### ABOUT THIS EXERCISE
In the records below, the line with "- **Override removed" opens the range and the line with "keep bare passages)." closes it; print that range exactly and nothing else.

RECORDS SHOWN START

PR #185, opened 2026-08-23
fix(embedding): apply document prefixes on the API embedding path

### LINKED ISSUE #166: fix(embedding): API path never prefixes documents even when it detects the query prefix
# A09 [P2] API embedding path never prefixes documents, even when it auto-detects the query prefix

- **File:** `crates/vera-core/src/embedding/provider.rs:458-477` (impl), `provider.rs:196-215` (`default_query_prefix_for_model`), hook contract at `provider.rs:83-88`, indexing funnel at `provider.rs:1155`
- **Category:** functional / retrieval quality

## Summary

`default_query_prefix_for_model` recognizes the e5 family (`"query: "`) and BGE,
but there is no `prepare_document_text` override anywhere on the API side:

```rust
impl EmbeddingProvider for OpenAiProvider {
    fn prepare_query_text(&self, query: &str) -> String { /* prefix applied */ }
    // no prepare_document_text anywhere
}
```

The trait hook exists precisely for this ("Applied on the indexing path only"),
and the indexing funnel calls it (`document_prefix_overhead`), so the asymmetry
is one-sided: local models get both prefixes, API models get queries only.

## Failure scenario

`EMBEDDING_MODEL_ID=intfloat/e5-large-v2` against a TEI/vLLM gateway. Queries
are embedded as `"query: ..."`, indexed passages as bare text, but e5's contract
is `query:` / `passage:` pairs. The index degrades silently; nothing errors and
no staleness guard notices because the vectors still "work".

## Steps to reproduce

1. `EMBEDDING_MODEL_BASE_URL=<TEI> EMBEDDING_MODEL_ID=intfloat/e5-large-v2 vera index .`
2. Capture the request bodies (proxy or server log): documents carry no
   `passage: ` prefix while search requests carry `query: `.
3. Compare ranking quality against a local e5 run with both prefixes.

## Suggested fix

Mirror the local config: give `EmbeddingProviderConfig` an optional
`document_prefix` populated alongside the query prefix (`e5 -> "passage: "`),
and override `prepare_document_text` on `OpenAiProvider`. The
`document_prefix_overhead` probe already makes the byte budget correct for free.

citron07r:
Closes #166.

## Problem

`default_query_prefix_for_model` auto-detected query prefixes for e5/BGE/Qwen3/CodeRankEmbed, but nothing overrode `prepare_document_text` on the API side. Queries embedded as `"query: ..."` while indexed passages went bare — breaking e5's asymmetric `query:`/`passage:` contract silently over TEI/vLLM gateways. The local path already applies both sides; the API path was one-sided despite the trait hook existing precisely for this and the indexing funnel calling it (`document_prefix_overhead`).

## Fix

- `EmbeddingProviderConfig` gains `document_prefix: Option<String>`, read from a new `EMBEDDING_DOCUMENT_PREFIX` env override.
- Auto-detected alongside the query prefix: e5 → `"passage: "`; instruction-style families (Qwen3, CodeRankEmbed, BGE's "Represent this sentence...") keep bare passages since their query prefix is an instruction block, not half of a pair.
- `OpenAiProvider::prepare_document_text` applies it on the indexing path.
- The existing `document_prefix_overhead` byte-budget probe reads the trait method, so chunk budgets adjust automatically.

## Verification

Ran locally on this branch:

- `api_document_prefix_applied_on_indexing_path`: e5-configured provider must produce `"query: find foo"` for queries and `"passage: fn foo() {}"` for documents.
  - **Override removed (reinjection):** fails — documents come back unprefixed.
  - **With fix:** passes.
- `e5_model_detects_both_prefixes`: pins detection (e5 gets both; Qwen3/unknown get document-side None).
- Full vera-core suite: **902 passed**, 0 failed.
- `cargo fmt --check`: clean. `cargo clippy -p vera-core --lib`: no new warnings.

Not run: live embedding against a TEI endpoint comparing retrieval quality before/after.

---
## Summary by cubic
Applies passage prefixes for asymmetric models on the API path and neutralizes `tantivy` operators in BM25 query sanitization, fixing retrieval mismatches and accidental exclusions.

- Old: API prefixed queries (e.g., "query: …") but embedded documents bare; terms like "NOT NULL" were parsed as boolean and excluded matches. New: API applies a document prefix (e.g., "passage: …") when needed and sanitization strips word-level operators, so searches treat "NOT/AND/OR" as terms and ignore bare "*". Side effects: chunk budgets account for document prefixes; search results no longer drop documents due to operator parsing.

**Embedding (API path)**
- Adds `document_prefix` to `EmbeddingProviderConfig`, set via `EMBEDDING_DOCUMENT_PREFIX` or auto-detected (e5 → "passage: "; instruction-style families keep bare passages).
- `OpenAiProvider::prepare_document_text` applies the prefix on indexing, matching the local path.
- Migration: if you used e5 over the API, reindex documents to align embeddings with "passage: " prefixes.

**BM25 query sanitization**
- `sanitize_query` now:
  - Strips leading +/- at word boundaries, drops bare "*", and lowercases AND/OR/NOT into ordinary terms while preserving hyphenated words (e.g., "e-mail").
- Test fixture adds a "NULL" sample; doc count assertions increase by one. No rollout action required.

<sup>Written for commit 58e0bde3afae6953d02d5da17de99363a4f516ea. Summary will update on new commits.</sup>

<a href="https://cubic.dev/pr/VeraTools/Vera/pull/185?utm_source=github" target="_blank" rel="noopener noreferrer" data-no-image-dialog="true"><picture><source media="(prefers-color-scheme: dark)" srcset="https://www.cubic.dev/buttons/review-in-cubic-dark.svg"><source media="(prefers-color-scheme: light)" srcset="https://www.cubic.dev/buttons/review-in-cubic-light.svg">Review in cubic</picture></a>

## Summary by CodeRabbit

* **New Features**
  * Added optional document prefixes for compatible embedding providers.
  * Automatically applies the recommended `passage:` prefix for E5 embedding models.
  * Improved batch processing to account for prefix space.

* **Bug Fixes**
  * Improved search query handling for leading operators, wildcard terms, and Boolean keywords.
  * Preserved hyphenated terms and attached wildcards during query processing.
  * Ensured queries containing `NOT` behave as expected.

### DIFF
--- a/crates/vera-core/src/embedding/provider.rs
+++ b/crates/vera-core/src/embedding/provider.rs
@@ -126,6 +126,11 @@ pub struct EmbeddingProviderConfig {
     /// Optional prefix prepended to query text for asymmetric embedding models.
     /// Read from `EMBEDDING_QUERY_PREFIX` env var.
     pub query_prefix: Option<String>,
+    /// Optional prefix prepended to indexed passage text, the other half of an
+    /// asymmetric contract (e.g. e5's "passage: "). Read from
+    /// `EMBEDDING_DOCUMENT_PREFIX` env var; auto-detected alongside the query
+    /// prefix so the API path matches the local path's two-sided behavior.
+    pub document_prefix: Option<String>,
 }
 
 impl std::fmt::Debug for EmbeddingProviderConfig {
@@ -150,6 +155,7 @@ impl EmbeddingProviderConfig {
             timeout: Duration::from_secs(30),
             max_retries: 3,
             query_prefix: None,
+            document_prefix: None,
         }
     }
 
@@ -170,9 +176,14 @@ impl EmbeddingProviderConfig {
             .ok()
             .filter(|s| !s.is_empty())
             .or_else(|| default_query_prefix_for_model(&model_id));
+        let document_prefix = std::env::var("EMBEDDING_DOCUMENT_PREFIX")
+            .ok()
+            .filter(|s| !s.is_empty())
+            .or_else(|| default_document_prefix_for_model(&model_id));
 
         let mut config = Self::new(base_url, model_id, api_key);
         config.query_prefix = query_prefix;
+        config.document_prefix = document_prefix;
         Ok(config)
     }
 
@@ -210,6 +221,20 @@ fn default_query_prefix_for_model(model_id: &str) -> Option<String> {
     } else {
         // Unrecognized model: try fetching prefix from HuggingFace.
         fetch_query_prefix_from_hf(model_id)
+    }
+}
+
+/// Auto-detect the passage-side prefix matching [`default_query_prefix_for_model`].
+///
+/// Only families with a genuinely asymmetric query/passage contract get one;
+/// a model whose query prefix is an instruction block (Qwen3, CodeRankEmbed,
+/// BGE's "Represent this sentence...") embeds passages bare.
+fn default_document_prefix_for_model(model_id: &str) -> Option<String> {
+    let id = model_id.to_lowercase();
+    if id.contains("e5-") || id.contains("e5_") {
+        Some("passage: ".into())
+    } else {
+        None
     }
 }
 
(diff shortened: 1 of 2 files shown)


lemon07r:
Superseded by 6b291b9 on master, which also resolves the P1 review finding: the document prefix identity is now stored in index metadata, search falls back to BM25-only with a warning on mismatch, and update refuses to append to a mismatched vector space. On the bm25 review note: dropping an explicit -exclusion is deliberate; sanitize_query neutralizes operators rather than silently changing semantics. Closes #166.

RECORDS SHOWN END

### YOUR SOLUTION
  - **Override removed (reinjection):** fails — documents come back unprefixed.
  - **With fix:** passes.
- `e5_model_detects_both_prefixes`: pins detection (e5 gets both; Qwen3/unknown get document-side None).
- Full vera-core suite: **902 passed**, 0 failed.
- `cargo fmt --check`: clean. `cargo clippy -p vera-core --lib`: no new warnings.

Not run: live embedding against a TEI endpoint comparing retrieval quality before/after.

---
## Summary by cubic
Applies passage prefixes for asymmetric models on the API path and neutralizes `tantivy` operators in BM25 query sanitization, fixing retrieval mismatches and accidental exclusions.

- Old: API prefixed queries (e.g., "query: …") but embedded documents bare; terms like "NOT NULL" were parsed as boolean and excluded matches. New: API applies a document prefix (e.g., "passage: …") when needed and sanitization strips word-level operators, so searches treat "NOT/AND/OR" as terms and ignore bare "*". Side effects: chunk budgets account for document prefixes; search results no longer drop documents due to operator parsing.

**Embedding (API path)**
- Adds `document_prefix` to `EmbeddingProviderConfig`, set via `EMBEDDING_DOCUMENT_PREFIX` or auto-detected (e5 → "passage: "; instruction-style families keep bare passages).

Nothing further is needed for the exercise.